Records shown.
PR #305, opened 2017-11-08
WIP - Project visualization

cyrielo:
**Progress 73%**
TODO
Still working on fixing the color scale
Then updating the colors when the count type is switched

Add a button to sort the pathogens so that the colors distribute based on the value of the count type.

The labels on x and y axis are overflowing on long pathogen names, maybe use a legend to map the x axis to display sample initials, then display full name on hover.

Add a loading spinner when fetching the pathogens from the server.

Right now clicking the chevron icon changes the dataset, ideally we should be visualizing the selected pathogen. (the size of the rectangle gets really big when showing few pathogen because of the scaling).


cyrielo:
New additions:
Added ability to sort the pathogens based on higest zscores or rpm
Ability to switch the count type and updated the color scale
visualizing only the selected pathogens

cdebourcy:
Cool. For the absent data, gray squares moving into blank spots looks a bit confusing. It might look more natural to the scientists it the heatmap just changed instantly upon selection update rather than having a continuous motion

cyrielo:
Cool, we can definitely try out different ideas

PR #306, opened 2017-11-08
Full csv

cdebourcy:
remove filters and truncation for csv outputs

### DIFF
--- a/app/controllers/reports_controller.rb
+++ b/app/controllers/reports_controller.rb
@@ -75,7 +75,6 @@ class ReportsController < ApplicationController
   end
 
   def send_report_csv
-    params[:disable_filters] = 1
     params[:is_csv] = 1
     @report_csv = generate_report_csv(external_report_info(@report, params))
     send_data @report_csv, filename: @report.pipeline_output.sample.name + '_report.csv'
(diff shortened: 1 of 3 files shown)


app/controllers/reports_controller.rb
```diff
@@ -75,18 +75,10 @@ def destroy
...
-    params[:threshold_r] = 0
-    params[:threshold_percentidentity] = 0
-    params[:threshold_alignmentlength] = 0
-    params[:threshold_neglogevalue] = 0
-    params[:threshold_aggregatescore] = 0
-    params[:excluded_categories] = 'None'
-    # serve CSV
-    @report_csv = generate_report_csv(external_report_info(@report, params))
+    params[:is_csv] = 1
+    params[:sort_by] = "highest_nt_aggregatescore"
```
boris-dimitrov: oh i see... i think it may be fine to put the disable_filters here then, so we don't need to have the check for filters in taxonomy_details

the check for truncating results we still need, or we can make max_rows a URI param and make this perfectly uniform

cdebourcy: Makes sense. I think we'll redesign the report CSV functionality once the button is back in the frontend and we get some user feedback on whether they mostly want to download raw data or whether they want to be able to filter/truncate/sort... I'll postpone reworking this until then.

---

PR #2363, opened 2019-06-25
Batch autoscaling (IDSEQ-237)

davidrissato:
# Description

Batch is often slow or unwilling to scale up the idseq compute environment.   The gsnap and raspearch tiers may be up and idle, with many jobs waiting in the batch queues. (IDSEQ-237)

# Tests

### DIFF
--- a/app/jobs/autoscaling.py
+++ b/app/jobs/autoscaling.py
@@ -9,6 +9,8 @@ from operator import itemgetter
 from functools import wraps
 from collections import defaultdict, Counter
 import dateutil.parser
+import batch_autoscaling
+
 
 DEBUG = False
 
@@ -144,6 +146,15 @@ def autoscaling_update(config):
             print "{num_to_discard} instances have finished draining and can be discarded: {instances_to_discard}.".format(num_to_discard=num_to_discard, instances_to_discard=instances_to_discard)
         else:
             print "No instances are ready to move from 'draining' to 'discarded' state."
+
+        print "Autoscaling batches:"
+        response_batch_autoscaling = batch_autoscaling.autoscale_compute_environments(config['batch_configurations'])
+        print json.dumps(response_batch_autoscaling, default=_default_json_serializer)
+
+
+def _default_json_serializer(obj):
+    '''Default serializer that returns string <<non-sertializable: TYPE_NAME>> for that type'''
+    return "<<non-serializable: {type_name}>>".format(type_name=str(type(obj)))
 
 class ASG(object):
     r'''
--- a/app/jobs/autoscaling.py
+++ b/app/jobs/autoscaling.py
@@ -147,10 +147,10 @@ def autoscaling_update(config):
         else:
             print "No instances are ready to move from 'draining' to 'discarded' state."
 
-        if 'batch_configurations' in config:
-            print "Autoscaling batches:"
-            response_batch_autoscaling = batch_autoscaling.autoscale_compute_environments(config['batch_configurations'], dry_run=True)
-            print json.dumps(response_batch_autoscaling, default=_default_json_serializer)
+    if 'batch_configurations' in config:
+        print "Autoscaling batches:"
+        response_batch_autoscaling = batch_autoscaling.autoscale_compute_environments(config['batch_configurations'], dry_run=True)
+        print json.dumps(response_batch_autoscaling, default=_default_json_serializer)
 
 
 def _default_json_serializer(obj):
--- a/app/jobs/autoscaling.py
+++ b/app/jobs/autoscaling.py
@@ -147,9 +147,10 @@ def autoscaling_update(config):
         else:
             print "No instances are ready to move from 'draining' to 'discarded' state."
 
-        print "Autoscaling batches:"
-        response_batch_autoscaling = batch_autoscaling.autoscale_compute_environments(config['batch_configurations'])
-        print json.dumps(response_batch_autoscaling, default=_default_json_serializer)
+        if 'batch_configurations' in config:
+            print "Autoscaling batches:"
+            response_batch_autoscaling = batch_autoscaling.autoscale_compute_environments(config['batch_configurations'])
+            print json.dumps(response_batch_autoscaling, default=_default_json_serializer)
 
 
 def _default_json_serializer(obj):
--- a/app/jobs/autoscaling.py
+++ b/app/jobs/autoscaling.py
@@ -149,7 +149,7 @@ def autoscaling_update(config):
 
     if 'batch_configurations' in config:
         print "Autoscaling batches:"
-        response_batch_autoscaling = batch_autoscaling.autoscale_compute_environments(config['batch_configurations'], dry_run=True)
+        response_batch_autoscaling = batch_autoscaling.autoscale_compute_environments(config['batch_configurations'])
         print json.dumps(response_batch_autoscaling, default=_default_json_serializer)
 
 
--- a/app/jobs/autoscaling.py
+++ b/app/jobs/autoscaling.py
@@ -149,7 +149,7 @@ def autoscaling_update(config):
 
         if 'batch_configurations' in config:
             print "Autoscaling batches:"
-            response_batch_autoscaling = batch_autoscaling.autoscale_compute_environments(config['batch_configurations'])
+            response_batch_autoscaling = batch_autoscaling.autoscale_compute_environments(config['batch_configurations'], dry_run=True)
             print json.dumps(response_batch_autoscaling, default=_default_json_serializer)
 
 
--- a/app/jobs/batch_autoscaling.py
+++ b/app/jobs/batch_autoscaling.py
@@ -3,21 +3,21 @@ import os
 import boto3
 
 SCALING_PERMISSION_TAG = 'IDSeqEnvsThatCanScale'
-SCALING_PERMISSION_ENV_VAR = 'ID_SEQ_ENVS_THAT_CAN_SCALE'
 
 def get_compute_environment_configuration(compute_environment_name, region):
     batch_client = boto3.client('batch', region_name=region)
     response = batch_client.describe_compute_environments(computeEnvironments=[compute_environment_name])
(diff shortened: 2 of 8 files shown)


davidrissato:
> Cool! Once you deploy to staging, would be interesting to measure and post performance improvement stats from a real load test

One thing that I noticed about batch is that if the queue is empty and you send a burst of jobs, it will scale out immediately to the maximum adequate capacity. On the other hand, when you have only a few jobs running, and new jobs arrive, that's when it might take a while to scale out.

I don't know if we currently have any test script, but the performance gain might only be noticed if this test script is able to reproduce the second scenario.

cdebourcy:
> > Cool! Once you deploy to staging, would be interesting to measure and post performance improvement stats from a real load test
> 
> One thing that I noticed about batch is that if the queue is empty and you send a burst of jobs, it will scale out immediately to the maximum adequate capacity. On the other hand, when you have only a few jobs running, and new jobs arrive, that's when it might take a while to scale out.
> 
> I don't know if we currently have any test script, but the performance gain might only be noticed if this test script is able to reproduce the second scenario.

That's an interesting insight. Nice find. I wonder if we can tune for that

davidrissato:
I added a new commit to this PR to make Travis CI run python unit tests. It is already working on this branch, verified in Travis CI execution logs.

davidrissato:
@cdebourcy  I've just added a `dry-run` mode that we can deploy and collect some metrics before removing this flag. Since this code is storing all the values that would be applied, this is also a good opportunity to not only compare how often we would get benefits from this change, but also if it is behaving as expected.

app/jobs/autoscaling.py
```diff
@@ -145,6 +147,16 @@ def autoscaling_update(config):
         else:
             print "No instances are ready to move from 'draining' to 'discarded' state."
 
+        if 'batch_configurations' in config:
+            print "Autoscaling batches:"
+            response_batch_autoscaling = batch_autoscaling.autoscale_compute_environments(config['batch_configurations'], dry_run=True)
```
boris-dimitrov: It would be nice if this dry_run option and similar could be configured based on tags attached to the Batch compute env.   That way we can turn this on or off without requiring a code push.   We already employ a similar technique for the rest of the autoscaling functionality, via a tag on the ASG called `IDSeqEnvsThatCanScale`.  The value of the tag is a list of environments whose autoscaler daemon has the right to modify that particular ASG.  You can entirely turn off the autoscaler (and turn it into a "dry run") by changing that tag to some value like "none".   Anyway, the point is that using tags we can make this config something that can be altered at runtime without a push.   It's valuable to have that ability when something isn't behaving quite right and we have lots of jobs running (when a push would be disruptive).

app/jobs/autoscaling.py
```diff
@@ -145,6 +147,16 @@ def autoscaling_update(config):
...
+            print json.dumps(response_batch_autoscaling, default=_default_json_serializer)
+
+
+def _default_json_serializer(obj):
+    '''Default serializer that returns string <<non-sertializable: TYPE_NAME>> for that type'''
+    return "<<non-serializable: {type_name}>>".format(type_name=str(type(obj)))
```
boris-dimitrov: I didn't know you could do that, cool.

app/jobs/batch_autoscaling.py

Brief.
Looking at the entries above, copy out every line in which "staging" occurs.

Exercise solution.
> Cool! Once you deploy to staging, would be interesting to measure and post performance improvement stats from a real load test
> > Cool! Once you deploy to staging, would be interesting to measure and post performance improvement stats from a real load test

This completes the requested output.